Jaeger’s clients adhere to the data model described in the OpenTracing standard. Reading the specification will help you understand this section better.
Let’s start with a quick refresher on the terminology defined by the OpenTracing Specification.
A span represents a logical unit of work in Jaeger that has an operation name, the start time of the operation, and the duration. Spans may be nested and ordered to model causal relationships.
A trace is a data/execution path through the system, and can be thought of as a directed acyclic graph of spans.
Jaeger can be deployed either as all-in-one binary, where all Jaeger backend components run in a single process, or as a scalable distributed system, discussed below. There are two main deployment options:
- Collectors are writing directly to storage.
- Collectors are writing to Kafka as a preliminary buffer.
Illustration of direct-to-storage architecture
Illustration of architecture with Kafka as intermediate buffer
This section details the constituent parts of Jaeger and how they relate to each other. It is arranged by the order in which spans from your application interact with them.
Jaeger client libraries
Jaeger clients are language specific implementations of the OpenTracing API. They can be used to instrument applications for distributed tracing either manually or with a variety of existing open source frameworks, such as Flask, Dropwizard, gRPC, and many more, that are already integrated with OpenTracing.

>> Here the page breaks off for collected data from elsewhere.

PR #19, opened 2017-03-20
Add Sam Houston State University scraper

jodizzle:
https://ww2.shsu.edu/faci10wp/

Two part, three option form.  Being able to choose "All Departments" as an option is convenient, however it seems to take a long time to fetch the resulting document (one page with many courses on it).  Is this an issue?  I could instead do one request per department.

### DIFF
--- a/osp_scraper/spiders/shsu.py
+++ b/osp_scraper/spiders/shsu.py
@@ -1,0 +1,54 @@
+# -*- coding: utf-8 -*-
+
+import itertools
+import scrapy
+
+from ..spiders.CustomSpider import CustomSpider
+
+class SHSUSpider(CustomSpider):
+    name = "shsu"
+    allowed_domains = ["shsu.edu"]
+
+    def start_requests(self):
+        start_url = 'https://ww2.shsu.edu/faci10wp/'
+
+        def get_terms(response):
+            years = response.css('select[name="year"] option::attr(value)')
+            semesters = response.css('select[name="semester"] option::attr(value)')
+            searches = itertools.product(years.extract(), semesters.extract())
+            for year, semester in searches:
+                yield scrapy.FormRequest(
+                    response.urljoin('display.php'),
+                    formdata={
+                        'semester': semester,
+                        'year': year,
+                        # '-' means search all departments.
+                        'dept': '-',
+                    },
+                    method='POST',
+                    meta={
+                        'depth': 1,
+                        'hops_from_seed': 1,
+                        'source_url': response.url,
+                        'source_anchor': year + ' ' + semester,
+                    },
+                    callback=self.parse_for_files
+                )
+
+        yield scrapy.Request(start_url, callback=get_terms)
+
+    def extract_links(self, response):
+        tags_root = response.css('tr.noshade td:nth-child(2)')
+        # Each cell contains multiple course sections that need to be selected.
+        syllabus_links = tags_root.css('font ~ span')
+        class_numbers = tags_root.css('font')
+        for syllabus, number in zip(syllabus_links, class_numbers):
+            link = syllabus.css('a::attr(href)').extract_first()
+            # Skip iteration if the course doesn't have a syllabus link.
+            if not link:
+                continue
+            url = response.urljoin(link)
+            number_text = number.css('font::text').extract_first()
+            # The anchor contains lots of CRLF line endings, so clean it up.
+            anchor = ' '.join(number_text.split())
+            yield (url, anchor)


osp_scraper/spiders/shsu.py
```diff
@@ -0,0 +1,56 @@
...
+    allowed_domains = ["shsu.edu"]
+
+    def start_requests(self):
+        start_url = 'https://ww2.shsu.edu/faci10wp/'
+
+        def get_terms(response):
+            years = response.css('select[name="year"] option')
+            semesters = response.css('select[name="semester"] option')
+            for year, semester in itertools.product(years, semesters):
+                year_data = year.css('option::attr(value)').extract_first()
```
HarrisonGregg: Could you refactor this to extract each year and semester only once instead of over and over again?

jodizzle: Good catch.

jodizzle:
@HarrisonGregg

osp_scraper/spiders/shsu.py
```diff
@@ -0,0 +1,55 @@
...
+                        'source_url': response.url,
+                        'source_anchor': year + ' ' + semester,
+                    },
+                    callback=self.parse_for_files
+                )
+
+        yield scrapy.Request(start_url, callback=get_terms)
+
+    def extract_links(self, response):
+        tags_root = response.css('tr.noshade td:nth-child(2)')
```
HarrisonGregg: You might want to include a comment here saying you can't iterate through the rows or cells because each contains multiple sections of a course.

osp_scraper/spiders/shsu.py
```diff
@@ -0,0 +1,55 @@
...
+            years = response.css('select[name="year"] option::attr(value)')
+            semesters = response.css('select[name="semester"] option::attr(value)')
+            searches = itertools.product(years.extract(), semesters.extract())
+            for year, semester in searches:
+                yield scrapy.FormRequest(
+                    response.urljoin('display.php'),
+                    formdata={
+                        'semester': semester,
+                        'year': year,
+                        # Using '-' here signifies all departments being
```
HarrisonGregg: As below, your comments could be more concise sometimes.  Maybe just:
```python
# '-' means search all departments
```

osp_scraper/spiders/shsu.py
```diff
@@ -0,0 +1,55 @@
...
+
+        yield scrapy.Request(start_url, callback=get_terms)
+
+    def extract_links(self, response):
+        tags_root = response.css('tr.noshade td:nth-child(2)')
+        syllabus_links = tags_root.css('font ~ span')
+        class_numbers = tags_root.css('font')
+        for syllabus, number in zip(syllabus_links, class_numbers):
+            link = syllabus.css('a::attr(href)').extract_first()
+            # Some span blocks do not actually contain 'a' tags because the
```
HarrisonGregg: Some of your comments, like this one, could be a little more concise.  Not all courses having syllabi is a common pattern, so if you must include a comment, it could fit on one line.  Something like:
```python
# Skip iteration if course doesn't have syllabus link
```

osp_scraper/spiders/shsu.py
```diff
@@ -0,0 +1,55 @@
...
+from ..spiders.CustomSpider import CustomSpider
+
+class SHSUSpider(CustomSpider):
+    name = "shsu"
+    allowed_domains = ["shsu.edu"]
+
+    def start_requests(self):
+        start_url = 'https://ww2.shsu.edu/faci10wp/'
+
+        def get_terms(response):
```
HarrisonGregg: Given that you care more about line length, you could opt for implementing `parse` or using a non-nested function to save a few spaces.

osp_scraper/spiders/shsu.py
jodizzle: Agreed.

osp_scraper/spiders/shsu.py
jodizzle: Agreed.

osp_scraper/spiders/shsu.py
jodizzle: Ah, I think you're right, that probably does warrant some more explanation.

osp_scraper/spiders/shsu.py
jodizzle: I actually like the style of nesting functions inside `start_requests`, so I think I'll keep doing that.

How would using `parse` help with line length?

jodizzle: Actually, I think I should adjust the style of this scraper a bit, but I'll save it for later whenever we do a batch set of changes.

PR #20, opened 2017-03-20
Allow file pipeline to follow redirects

HarrisonGregg:
@wearpants This is the _hack_ that I mentioned for getting the file pipeline to follow redirects instead of just giving a warning and not downloading the file.  I couldn't figure out how to do this for individual spiders, so we should verify somehow that it won't break anything else.

### DIFF
--- a/osp_scraper/pipelines.py
+++ b/osp_scraper/pipelines.py
@@ -254,6 +254,9 @@ class WarcFilesPipeline(FilesPipeline):
         return path_from_warc(record, info.spider.run_id)
 
     def _check_media_to_download(self, result, request, info):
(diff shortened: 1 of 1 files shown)


osp_scraper/pipelines.py
```diff
@@ -252,3 +252,8 @@ def file_path(self, request, response=None, info=None):
             record = response.meta['warc_record']
 
         return path_from_warc(record, info.spider.run_id)
+
+    def _check_media_to_download(self, result, request, info):
+        x = super()._check_media_to_download(result, request, info)
```
wearpants: please add a comment about what this does & why it is here

PR #26, opened 2017-03-20
Scraper/campusconcourse

HarrisonGregg:


jodizzle:
I'm a bit confused by this history.  Rebase?

HarrisonGregg:
@jodizzle How about now?

osp_scraper/spiders/campusconcourse.py
```diff
@@ -0,0 +1,92 @@
...
+                yield scrapy.FormRequest(
+                    response.url, 
+                    method='GET',
+                    formdata={
+                        "search_performed": "1",
+                        "offset": str(page)
+                    },
+                    meta={
+                        'depth': 1,
+                        'hops_from_seed': 1,
```
HarrisonGregg: Maybe it would be different if you were clicking through manually, but here, all of the requests are one step away from the initial request, so `depth`/`hops_from_seed` of `1` seems correct.

osp_scraper/spiders/campusconcourse.py
```diff
@@ -0,0 +1,92 @@
...
+                    },
+                    callback=self.parse_results_page
+                )
+
+        for start_url in self.start_urls:
+            yield scrapy.FormRequest(
```
HarrisonGregg: I'm not sure exactly what you're proposing, but the initial requests do need to have `search_performed=1` added, so it can't be done with out implementing `start_requests`.

The `edu_repo_crawler` sets `start_urls` to the URLs in the `Database URLs` column.

HarrisonGregg:
@jodizzle I've refactored significantly to move the functionality for downloading files to a [separate scraper](https://github.com/opensyllabus/osp-scraper/pull/53).

osp_scraper/spiders/campusconcourse.py
jodizzle: All I was saying is that `parse` seems at first like it would be a good idea because it gets handed responses from the `start_urls` automatically and looks cleaner, but it actually isn't, because you need to add extra `formdata`.  So what you said, basically.

jodizzle:
@HarrisonGregg I think in some ways it would be nicer to have both functionalities combined in one scraper, but I think what you've done here is fine.

PR #27, opened 2017-03-20
Scraper/lakelandcollege

HarrisonGregg:


osp_scraper/spiders/lakelandcollege.py
```diff
@@ -0,0 +1,58 @@
...
+                )
+
+        yield scrapy.Request(terms_url, callback=get_terms)
+
+    def extract_links(self, response):
+        # The xpath is necessary here because the response body has two <html> tags
+        relative_url = response.xpath('//a').css('a::attr(href)').extract_first()
+        if relative_url:
+            url = response.urljoin(relative_url)
+            anchor = response.css('#description_container a::text').extract_first()
```
jodizzle: I don't think this anchor works.  Seems to lead to a `X-Source-Anchor: None`.

osp_scraper/spiders/lakelandcollege.py
```diff
@@ -0,0 +1,58 @@
...
+                        'hops_from_seed': 2,
+                    },
+                    callback=self.parse_for_files
+                )
+
+        yield scrapy.Request(terms_url, callback=get_terms)
+
+    def extract_links(self, response):
+        # The xpath is necessary here because the response body has two <html> tags
+        relative_url = response.xpath('//a').css('a::attr(href)').extract_first()
```
jodizzle: This is true when accessing the site normally, because the course window appears as a popup window, but the response received when using `scrapy` is the popup window as a distinct page with only a single pair of `html` tags.  So you can probably stick with regular CSS selectors.

HarrisonGregg: I meant that the response is actually malformed HTML.  You can see it in the actual response to a GET request to this URL: [https://www.lakelandcollege.edu/as/as/academicprograms/catalog/includes/popup/course_descrip.cfm?crs_name=CIS-160&crs_title=Practical%20Software%20Application&id=14406](https://www.lakelandcollege.edu/as/as/academicprograms/catalog/includes/popup/course_descrip.cfm?crs_name=CIS-160&crs_title=Practical%20Software%20Application&id=14406)

HarrisonGregg:
@jodizzle I think I made all the changes. How does it look now?

osp_scraper/spiders/lakelandcollege.py
jodizzle: Oh, weird.  I guess using `xpath` makes sense then.

osp_scraper/spiders/lakelandcollege.py
```diff
@@ -0,0 +1,60 @@
...
+                url = response.urljoin(relative_url)
+                yield scrapy.Request(url, callback=get_courses)
+
+        def get_courses(response):
+            for a_tag in response.css("table a"):
+                relative_url = a_tag.css("a::attr(href)").extract_first()
+                url = response.urljoin(relative_url)
+                anchor = a_tag.css("a::text").extract_first()
+                yield scrapy.Request(
+                    url,
```
jodizzle: Minor: Trailing whitespace.

osp_scraper/spiders/lakelandcollege.py
```diff
@@ -0,0 +1,60 @@
...
+        def get_programs(response):
+            for a_tag in response.css("table a"):
+                relative_url = a_tag.css("a::attr(href)").extract_first()
+                url = response.urljoin(relative_url)
+                yield scrapy.Request(url, callback=get_courses)
+
+        def get_courses(response):
+            for a_tag in response.css("table a"):
+                relative_url = a_tag.css("a::attr(href)").extract_first()
+                url = response.urljoin(relative_url)
```
jodizzle: There's at least one case where grabbing `url`s like this will badly error: https://www.lakelandcollege.edu/as/as/academicprograms/catalog/list.cfm?acadprog=CRT.PN.TRK&catalog_term=18SP.  Note that there are several `a` tags in a table, and most of them are PDF files, which will lead to handing `extract_links` binary response data.

The trait that the pop-up window `a` tags seem to have in common is the `fancyiframe1` class, so you should probably select for that.  There might be other cases of other types of links you would want to select, but if the course pages are really varied it's probably not worth focusing on too hard.

osp_scraper/spiders/lakelandcollege.py
```diff
@@ -0,0 +1,60 @@
...
+                anchor = a_tag.css("a::text").extract_first()
+                yield scrapy.Request(
+                    url, 
+                    meta={
+                        'source_url': response.url,
+                        'source_anchor': anchor,
+                        'depth': 0,
+                        'hops_from_seed': 3
```
HarrisonGregg: Given that depth gets reset to 0 on every request, I'm not sure it makes sense to set `depth` to `0`.

HarrisonGregg:
@jodizzle

PR #28, opened 2017-03-20
Scraper/utrgv

HarrisonGregg:


osp_scraper/spiders/utrgv.py
```diff
@@ -0,0 +1,49 @@
...
+                )
+
+        def parse_results_page(response):
+            next_relative_url = response.css(".table-pagination a::attr(href)").extract_first()
+            if next_relative_url:
+                url = response.urljoin(next_relative_url)
+                yield scrapy.Request(url, callback=parse_results_page)
+
+            for rq in self.parse_for_files(response):
+                yield rq
```
jodizzle: Why is the variable name `rq`?

osp_scraper/spiders/utrgv.py
```diff
@@ -0,0 +1,49 @@
...
+
+        yield scrapy.Request(start_url, callback=get_term_codes)
+
+    def extract_links(self, response):
+        for row in response.css('.course-listing tr'):
+            relative_url = row.css('.syllabus-icon a::attr(href)').extract_first()
+            if relative_url:
+                url = response.urljoin(relative_url)
+                anchor = row.css("tr::text").extract_first()
```
jodizzle: Leads to a blank anchor.  You might want to extract from the `td` elements instead.

osp_scraper/spiders/utrgv.py
```diff
@@ -0,0 +1,49 @@
...
+                        'hops_from_seed': 1,
+                    },
+                    callback=parse_results_page
+                )
+
+        def parse_results_page(response):
+            next_relative_url = response.css(".table-pagination a::attr(href)").extract_first()
+            if next_relative_url:
+                url = response.urljoin(next_relative_url)
+                yield scrapy.Request(url, callback=parse_results_page)
```
jodizzle: I think you should include a `meta` argument here as well.

osp_scraper/spiders/utrgv.py
```diff
@@ -0,0 +1,49 @@
...
+
+        def get_term_codes(response):
+            for option in response.css("#semester-select option"):
+                term_code = option.css("option::attr(value)").extract_first()
+                name = option.css("option::text").extract_first()
+
+                yield scrapy.FormRequest(
+                    start_url, 
+                    formdata={
+                        "semester":term_code
```
jodizzle: Minor: Space after colon.

HarrisonGregg:
@jodizzle I think I've fixed everything. How does it look now?

osp_scraper/spiders/utrgv.py
```diff
@@ -0,0 +1,57 @@
...
+                    'hops_from_seed': response.meta['hops_from_seed'] + 1
+                },
+                callback=self.parse_results_page
+            )
+
+        for item in self.parse_for_files(response):
+            yield item
+
+    def extract_links(self, response):
+        for row in response.css('.course-listing tr'):
```
jodizzle: Even though I guess your `if` statement below covers it, the first row is the table header, so you can skip it with `[1:]` or rule it out with `tbody`:  `response.css('.course-listing tbody tr')`.

osp_scraper/spiders/utrgv.py
```diff
@@ -0,0 +1,57 @@
...
+            yield scrapy.FormRequest(
+                response.url,
+                formdata={
+                    "semester": term_code
+                },
+                meta={
+                    'source_url': response.url,
+                    'source_anchor': name,
+                    'depth': 0,
+                    'hops_from_seed': 1,
```
jodizzle: Why is `hops_from_seed` 1 here, as opposed to 0?

osp_scraper/spiders/utrgv.py
```diff
@@ -0,0 +1,57 @@
...
+        for item in self.parse_for_files(response):
+            yield item
+
+    def extract_links(self, response):
+        for row in response.css('.course-listing tr'):
+            relative_url = row.css('.syllabus-icon a::attr(href)')\
+                .extract_first()
+            if relative_url:
+                url = response.urljoin(relative_url)
+                anchor = " ".join(row.css('td::text').extract()[:5])
```
jodizzle: I saw a few anchors that had a lot of trailing whitespace, coming from the "Course Title" cell (see the result [here](https://webapps.utrgv.edu/aa/dm/index.cfm?dm_name=QUMT&thecollege=SELECT&thesubject=SELECT&semester=201327)), so it might be a good idea to use a `.split()` as well or call `self.clean_whitespace`.

osp_scraper/spiders/utrgv.py
HarrisonGregg: If the first request, which has `parse` as a callback, has `hops_from_seed` of 0, then it seemed like the next request chained from that one would increment that by 1.  But again, I don't really know how these work.

HarrisonGregg:
@jodizzle Oh, I see what you mean. I didn't notice that some of the PDFs weren't syllabi. I don't see a way to identify them from the results page, and the error page still returns a 200 status, so I'm not sure what we could do to avoid it at the scraper level.  Any ideas?

jodizzle:
@HarrisonGregg I can imagine a couple elaborate things you could do – like elongating the callback process across a few more functions, visiting pages multiple times to check them, carrying around multiple response objects, that sort of thing – but those are probably more trouble than it's worth and would almost certainly end up being inefficient.  I think the best thing to do is probably leave an inline `# NOTE:` about it somewhere in the scraper and then maybe we can address it as a structural edge case later on.

PR #29, opened 2017-03-20
Added functional SFU scraper

HarrisonGregg:


osp_scraper/spiders/sfu.py
```diff
@@ -0,0 +1,55 @@
...
+                url = response.url+"&dept="+department["value"]
+                yield scrapy.Request(url, callback=get_courses)
+
+        def get_courses(response):
+            for course in json.loads(response.body):
+                url = response.url+"&number="+course["value"]
+                yield scrapy.Request(url, meta=course, callback=get_sections)
+
+        def get_sections(response):
+            base_url = start_url + "?" + re.sub(r"[^&]*=","", response.url).replace("&","/")
```
jodizzle: Could you add a comment describing what this line does?

osp_scraper/spiders/sfu.py
```diff
@@ -0,0 +1,55 @@
...
+
+        def get_departments(response):
+            for department in json.loads(response.body):
+                url = response.url+"&dept="+department["value"]
+                yield scrapy.Request(url, callback=get_courses)
+
+        def get_courses(response):
+            for course in json.loads(response.body):
+                url = response.url+"&number="+course["value"]
+                yield scrapy.Request(url, meta=course, callback=get_sections)
```
jodizzle: I think I get what's going on here: you're loading the response body, which is JSON where each member represents the data of a `course`.  Then you're passing each `course` as metadata to `get_sections`, where you extract the `title` to get the `source_anchor`.  Maybe it's just me, but it took me a while to figure out what was going on here, mostly I think because I only found out about the existence of `title` a method later.  Do you think you could comment about the contents of `course` and/or be a bit more drawn and explicit in how you approach this?

osp_scraper/spiders/sfu.py
```diff
@@ -0,0 +1,55 @@
...
+
+from ..spiders.CustomSpider import CustomSpider
+
+class SFUSpider(CustomSpider):
+    name = "sfu"
+
+    def start_requests(self):
+        start_url = "http://www.sfu.ca/outlines.html"
+        search_url = "http://www.sfu.ca/bin/wcm/course-outlines"
+        outline_url = "http://www.sfu.ca/outlines.html"
```
HarrisonGregg: Removed.

osp_scraper/spiders/sfu.py
```diff
@@ -0,0 +1,55 @@
...
+
+        def get_years(response):
+            years = response.css("#year option::attr(value)").extract()
+
+            for year in years[:1]:
```
HarrisonGregg: Yep.

osp_scraper/spiders/sfu.py
HarrisonGregg: I changed it to pass just the title as 'anchor' in meta, which should be more clear.

osp_scraper/spiders/sfu.py
HarrisonGregg: Done.

osp_scraper/spiders/sfu.py
```diff
@@ -0,0 +1,55 @@
...
+                url = response.url+"&number="+course["value"]
+                yield scrapy.Request(url, meta=course, callback=get_sections)
+
+        def get_sections(response):
+            base_url = start_url + "?" + re.sub(r"[^&]*=","", response.url).replace("&","/")
+
+            for section in json.loads(response.body):
+                url = base_url + "/" + section["value"]
+                yield scrapy.Request(
+                    url,
```
HarrisonGregg: Removed.

HarrisonGregg:
@jodizzle

osp_scraper/spiders/sfu.py
```diff
@@ -0,0 +1,61 @@
...
+    name = "sfu"
+
+    start_urls = ["http://www.sfu.ca/outlines.html"]
+
+    def parse(self, response):
+        search_url = "http://www.sfu.ca/bin/wcm/course-outlines"
+        years = response.css("#year option::attr(value)").extract()
+
+        for year in years:
+            url = search_url + "?year=" + year
```
jodizzle: Is there a reason you don't take a string formatting approach here (e.g., `search_url.format(year)` with a slightly modified `search_url`)?

HarrisonGregg: The only reason, which might not be the best, was for consistency with the URL building through the rest of the functions

jodizzle: That's what I suspected.  I think that makes a fair amount of sense.

PR #199, opened 2024-01-24
Improve output when applying polyfills

liuxingbaoyu:
This assumes that the polyfill will not return false.
I'm not sure if this PR is safe, but it should be useful.


liuxingbaoyu:
Maybe we could add a `process.babel_polyfills_option_remove_dead_branch` to use it in the Babel repo first.

PR #201, opened 2024-01-25
[corejs3] Do no injected constructor polyfills for static props

### LINKED ISSUE #80: `Symbol.iterator` should not load full `Symbol` polyfill
```js
// Now:
arr[Symbol.iterator]();
// =>
import "core-js/modules/es.symbol.iterator.js";
import "core-js/modules/es.array.iterator.js";
import "core-js/modules/es.object.to-string.js";
import "core-js/modules/es.string.iterator.js";
import "core-js/modules/web.dom-collections.iterator.js";
import "core-js/modules/es.symbol.js";
import "core-js/modules/es.symbol.description.js";
arr[Symbol.iterator]();
```
`es.symbol` and `es.symbol.description` should not be loaded only on `Symbol.iterator` - it's too expensive. `core-js` architecture should allow to use `es.symbol.iterator` and iterators without those modules.

nicolo-ribaudo:
The first commit implements the capability, the second one uses it for core-js.

Fixes #80


packages/babel-plugin-polyfill-corejs3/test/fixtures/usage-global/typed-array-static/output.mjs
```diff
@@ -1,7 +1,6 @@
 import "core-js/modules/es.array.iterator.js";
 import "core-js/modules/es.array-buffer.slice.js";
 import "core-js/modules/es.object.to-string.js";
-import "core-js/modules/es.typed-array.int8-array.js";
```
nicolo-ribaudo, line 4: @zloirock Does `Int8Array.of();` need this polyfill?

zloirock: Yes, since in some cases required fixing or complete replacement of typed arrays.

liuxingbaoyu (approved):

liuxingbaoyu:
If we take this into consideration it might be better to implement "skip sub-paths".
But I thought that would be more complicated, and now it's fine to merge it.

packages/babel-plugin-polyfill-corejs3/test/fixtures/usage-global/typed-array-static/output.mjs
nicolo-ribaudo: I updated the deps list to add it back.

PR #208, opened 2024-03-20
Update `core-js`

zloirock:


scripts/corejs3-shipped-proposals-special-cases.mjs
```diff
@@ -1,4 +1,5 @@
 export default [
+  "esnext.suppressed-error.constructor",
```
zloirock, line 2: Because of some fixes for Bun implementation.

nicolo-ribaudo (approved):
Thanks!

PR #223, opened 2024-10-31
Update `core-js`

zloirock:


packages/babel-plugin-polyfill-corejs3/src/built-in-definitions.ts
```diff
@@ -782,43 +789,39 @@ export const InstanceProperties = {
...
+    "es.iterator.drop",
+    ...IteratorDependencies,
     "esnext.async-iterator.drop",
     ...AsyncIteratorDependencies,
-    "esnext.iterator.drop",
-    ...IteratorDependencies,
-  ]),
-  emplace: define("instance/emplace", [
-    "esnext.map.emplace",
-    "esnext.weak-map.emplace",
```
zloirock, line 792: With the current approach, it should be injected on constructors call, and that's already happening. Here are missed dependencies and in this way anyway it could cause a error. However, in case of pure mode + targets, it could fail because of https://github.com/babel/babel-polyfills/issues/166.

packages/babel-plugin-polyfill-corejs3/src/built-in-definitions.ts
```diff
@@ -782,43 +789,39 @@ export const InstanceProperties = {
...
   ]),
   endsWith: define("instance/ends-with", ["es.string.ends-with"]),
   entries: define("instance/entries", ArrayNatureIteratorsWithTag),
   every: define("instance/every", [
     "es.array.every",
-    "esnext.async-iterator.every",
```
zloirock, line 798: Because lack of dependencies, it could cause a error, so this and similar cases commented. They are covered by `AsyncIteratorProblemMethods`.

JLHwung (approved):

PR #225, opened 2025-03-01
fix: Use `resolve` instead of `evaluate`

liuxingbaoyu:
Currently relies on buggy behavior.
https://github.com/babel/babel/pull/17156


nicolo-ribaudo (approved):
Btw, could you change the comment in the Babel repo for `resolve`? The current one (`Resolve a "pointer" `NodePath` to it's absolute path.`) doesn't make much sense.

JLHwung (approved):

packages/babel-helper-define-polyfill-provider/src/utils.ts
```diff
@@ -25,11 +21,9 @@ function resolveId(path): string {
...
   }
 
-  if (path.isPure()) {
-    const { deopt } = path.evaluate();
-    if (deopt && deopt.isIdentifier()) {
-      return deopt.node.name;
-    }
+  const resolved = path.resolve();
+  if (resolved.isIdentifier()) {
+    return resolved.node.name;
```
liuxingbaoyu, line 26: While working on https://github.com/babel/babel-polyfills/pull/225#pullrequestreview-2652557253 I realized there is a observable difference.
```
var b = Math;
b.f16round();
```
Now it won't return `Math`, maybe I should open a PR to restore this behavior?

nicolo-ribaudo: Yes, please!

PR #227, opened 2025-03-11
fix: Better resolve behavior

liuxingbaoyu:
Ref: https://github.com/babel/babel-polyfills/pull/225#discussion_r1986131558


packages/babel-plugin-polyfill-corejs3/test/fixtures/usage-pure/indirect-binding-2/output.mjs
```diff
@@ -0,0 +1,2 @@
+import Math from './math';
+Math.f16round(foo);
```
liuxingbaoyu, line 2: This is a new fix compared to `path.evaluate()`!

An instrumented service creates spans when receiving new requests and attaches context information (trace id, span id, and baggage) to outgoing requests. Only ids and baggage are propagated with requests; all other information that compose a span like operation name, logs, etc. are not propagated. Instead sampled spans are transmitted out of process asynchronously, in the background, to Jaeger Agents.
The instrumentation has very little overhead, and is designed to be always enabled in production.
Note that while all traces are generated, only a few are sampled. Sampling a trace marks the trace for further processing and storage. By default, Jaeger client samples 0.1% of traces (1 in 1000), and has the ability to retrieve sampling strategies from the agent.
Illustration of context propagation
The Jaeger agent is a network daemon that listens for spans sent over UDP, which it batches and sends to the collector. It is designed to be deployed to all hosts as an infrastructure component. The agent abstracts the routing and discovery of the collectors away from the client.
The Jaeger collector receives traces from Jaeger agents and runs them through a processing pipeline. Currently our pipeline validates traces, indexes them, performs any transformations, and finally stores them.
Jaeger’s storage is a pluggable component which currently supports Cassandra, Elasticsearch and Kafka.
Query is a service that retrieves traces from storage and hosts a UI to display them.
Ingester is a service that reads from Kafka topic and writes to another storage backend (Cassandra, Elasticsearch).